Gary Ross and Francis Lawrence
  • The Hunger Games (2012-2015) - 4-part film series of action film adaptations of the sci-fi novels of the same name by Suzanne Collins, where a teenage girl takes on a dystopian United States' dictatorial government.
Richard Sarafin
  • Vanishing Point - A car courier races across the country to make an impossible delivery, with an ending that symbolised the death of the hippie movement.
Tom Savini
  • Night of the Living Dead 1990 - Improved remake of the civil rights film with zombies, which places the damsel in distress of the original, Barbra, as a strong leader.
John Sayles
  • Matewan - The story of the Battle in Matewan, 1920, where miners fought private police.
Paul Schrader
  • Light Sleeper - An ageing drug dealer is faced with finding legitimate employment.
  • Blue Collar - 3 workers strapped for cash decide to rob their ineffectual union.

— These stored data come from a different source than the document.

PR #4447, opened 2020-11-07
DHCPv4: Removed the need for a static IP being outside of the pool

Gauss23:
As we had the discussion on the forum in the last days, I had a look at the software OPNsense is using as DHCP server. As it turns out it is ISC DHCP, so there is no need to keep the static leases outside of the pool.
Just removed the check from the PHP file and changed one description in line 326 (do I need to do something about translations here?).

Copied the file to my test OPNsense and I was able to set a static lease within the pool. Client was receiving the correct IP.

Old line 144 was not needed anymore as we're already checking this in line 117.

### DIFF
--- a/src/www/services_dhcp_edit.php
+++ b/src/www/services_dhcp_edit.php
@@ -140,27 +140,9 @@ if ($_SERVER['REQUEST_METHOD'] === 'GET') {
 
     $parent_net = find_interface_network(get_real_interface($if));
 
-    /* make sure it's not within the dynamic subnet */
-    if (!empty($pconfig['ipaddr'])) {
-        $dynsubnet_start = ip2ulong($config['dhcpd'][$if]['range']['from']);
-        $dynsubnet_end = ip2ulong($config['dhcpd'][$if]['range']['to']);
-        if (ip2ulong($pconfig['ipaddr']) >= $dynsubnet_start && ip2ulong($pconfig['ipaddr']) <= $dynsubnet_end) {
-            $input_errors[] = sprintf(gettext("The IP address must not be within the DHCP range for this interface."));
-        }
-
-        if (!empty($config['dhcpd'][$if]['pool'])) {
-            foreach ($config['dhcpd'][$if]['pool'] as $pidx => $p) {
-                if (is_inrange_v4($pconfig['ipaddr'], $p['range']['from'], $p['range']['to'])) {
-                    $input_errors[] = gettext("The IP address must not be within the range configured on a DHCP pool for this interface.");
-                    break;
-                }
-            }
-        }
-
-        if (!ip_in_subnet($pconfig['ipaddr'], $parent_net)) {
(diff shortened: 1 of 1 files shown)


AdSchellevis:
I need to test this locally to be sure, but if it was a limitation of isc-dhcp which isn't valid anymore, I'm not against removing the validation.

Gauss23:
Sorry, line 143 is still needed (empty check), if someone doesn't enter a static IP: https://github.com/opnsense/core/commit/dfccde59a742a1730a67a99c85e24cd9450dcab0

Should I create a new pull request?

AdSchellevis:
this one is still open, so need to to open a new one we can just squash two commits into one.

Gauss23:
A little bit off-topic: there are some  menuitems which use the new MVC design pattern like` /ui/ipsec/key-pairs`

But there are still a lot of menuitems running a php file, which mixes everything together. I assume the plan is to shift all those legacy pages to the new MVC model, right?

AdSchellevis:
Ideally yes, but in reality some parts likely won't be migrated anytime soon (no real business case, a proper migration can be quite expensive). When adding new isolated functionality, the shortest path usually is to use our models and integrate into the legacy base, the other way around (using legacy code in new style) isn't allowed to prevent dead-locks in the future.

Some context about this is also written down in our coding guidelines https://docs.opnsense.org/development/guidelines/basics.html#strategy

AdSchellevis:
@Gauss23 seems to work fine indeed, thanks!

Gauss23:
I noticed this merge isn't yet in the current releases. Is there a problem with it?

fichtner:
Standard policy: give a wider test opportunity for the change by adding it to the development version for one cycle. It is now included in the 20.7.7 -devel package. It could land in 20.7.8 depending on feedback, scope and type of change. Worst case it will land in 21.1-RC, but both these things are just 4-5 weeks away anyway.


Cheers,
Franco

fichtner:
PS: may have been in 20.7.6 -devel as well, I’m not sure. Scope for 20.7.7 was to get out LibreSSL/OpenSSL and other security related things.

Gauss23:
It wasn’t meant in a bad way. I was just curious how and when such a merge will find its way into the production tree.

Thanks for clarification.

fichtner:
No worries, I only tried to explain as well :)

dsimoes:
Hi @Gauss23 and everyone

I found an issue with the implementation. I can in fact do static leases within the DHCP range, but once I do, we no longer have the ability to edit and save the DHCP settings. It will not pass the validation:

- The DHCP range cannot overlap any static DHCP mappings.

So, right now I'm unable to do any changes unless I remove all the static leases already configured.

I'm not sure if I'm suppose to open a new bug, I searched and found the original PR for this.

fichtner:
Best to open a new bug report with this reference link.


Thanks,
Franco

dsimoes:
Done. Thanks.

  • American Gigolo - A gigolo for the wealthy becomes embroiled in scandal when he falls for a senator's wife.
Martin Scorsese
  • Taxi Driver - Damaged Vietnam vet cum taxi driver battles with New York, and himself.

  • After Hours - A chance date for an office worker turns into a nightmare trying to get back home in time for tomorrow's shift.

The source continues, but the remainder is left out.